→ EXERCISE REQUIREMENTS
A word-for-word transcript of every entry is required.
─── SOURCE DATA
PR #113, opened 2025-08-18
Update ci with prerelease

BradleySappington:
Update the CI to use the new PRE-RELEASE data on box.
When data changes we want to be able to still verify using our CI without altering the data other repositories use.

### DIFF
--- a/.github/workflows/ci_workflows.yml
+++ b/.github/workflows/ci_workflows.yml
@@ -4,7 +4,7 @@ on: [push, pull_request]
 
 jobs:
   retrieve_cache:
-    uses: spacetelescope/stpsf/.github/workflows/retrieve_cache.yml@1b4adc279d0e3c76e01d975fb2a46a10258b5d53 # setup retrieve_cache with development or latest_release
+    uses: spacetelescope/stpsf/.github/workflows/retrieve_cache.yml@00753c8ce7ca592757825061d3ee2fa36ec329df # setup retrieve_cache with development or latest_release
     with:
       dataset_type: development   # or latest_release
   tests:
--- a/.github/workflows/ci_workflows.yml
+++ b/.github/workflows/ci_workflows.yml
@@ -4,7 +4,9 @@ on: [push, pull_request]
 
 jobs:
   retrieve_cache:
-    uses: spacetelescope/stpsf/.github/workflows/retrieve_cache.yml@68bfa1fe978b05c892672e715f0666ecf999d32f  # v2.1.1
+    uses: spacetelescope/stpsf/.github/workflows/retrieve_cache.yml@68bfa1fe978b05c892672e715f0666ecf999d32f  # v2.1.1 - prerelease implementation
+    with:
+      dataset_type: prerel   # or "full"
   tests:
     needs: [ retrieve_cache ]
     name: ${{ matrix.name }}
@@ -13,7 +15,6 @@ jobs:
       fail-fast: false
       matrix:
         include:
-
           - name: Coverage test in Python 3
             os: ubuntu-latest
             python: '3.11'
--- a/.github/workflows/ci_workflows.yml
+++ b/.github/workflows/ci_workflows.yml
@@ -4,7 +4,7 @@ on: [push, pull_request]
 
 jobs:
   retrieve_cache:
-    uses: spacetelescope/stpsf/.github/workflows/retrieve_cache.yml@main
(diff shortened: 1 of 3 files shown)


.github/workflows/retrieve_cache.yml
──────
→ EXPECTED OUTPUT
PR #113, opened 2025-08-18
Update ci with prerelease

BradleySappington:
Update the CI to use the new PRE-RELEASE data on box.
When data changes we want to be able to still verify using our CI without altering the data other repositories use.

### DIFF
--- a/.github/workflows/ci_workflows.yml
+++ b/.github/workflows/ci_workflows.yml
@@ -4,7 +4,7 @@ on: [push, pull_request]
 
 jobs:
   retrieve_cache:
-    uses: spacetelescope/stpsf/.github/workflows/retrieve_cache.yml@1b4adc279d0e3c76e01d975fb2a46a10258b5d53 # setup retrieve_cache with development or latest_release
+    uses: spacetelescope/stpsf/.github/workflows/retrieve_cache.yml@00753c8ce7ca592757825061d3ee2fa36ec329df # setup retrieve_cache with development or latest_release
     with:
       dataset_type: development   # or latest_release
   tests:
--- a/.github/workflows/ci_workflows.yml
+++ b/.github/workflows/ci_workflows.yml
@@ -4,7 +4,9 @@ on: [push, pull_request]
 
 jobs:
   retrieve_cache:
-    uses: spacetelescope/stpsf/.github/workflows/retrieve_cache.yml@68bfa1fe978b05c892672e715f0666ecf999d32f  # v2.1.1
+    uses: spacetelescope/stpsf/.github/workflows/retrieve_cache.yml@68bfa1fe978b05c892672e715f0666ecf999d32f  # v2.1.1 - prerelease implementation
+    with:
+      dataset_type: prerel   # or "full"
   tests:
     needs: [ retrieve_cache ]
     name: ${{ matrix.name }}
@@ -13,7 +15,6 @@ jobs:
       fail-fast: false
       matrix:
         include:
-
           - name: Coverage test in Python 3
             os: ubuntu-latest
             python: '3.11'
--- a/.github/workflows/ci_workflows.yml
+++ b/.github/workflows/ci_workflows.yml
@@ -4,7 +4,7 @@ on: [push, pull_request]
 
 jobs:
   retrieve_cache:
-    uses: spacetelescope/stpsf/.github/workflows/retrieve_cache.yml@main
(diff shortened: 1 of 3 files shown)


.github/workflows/retrieve_cache.yml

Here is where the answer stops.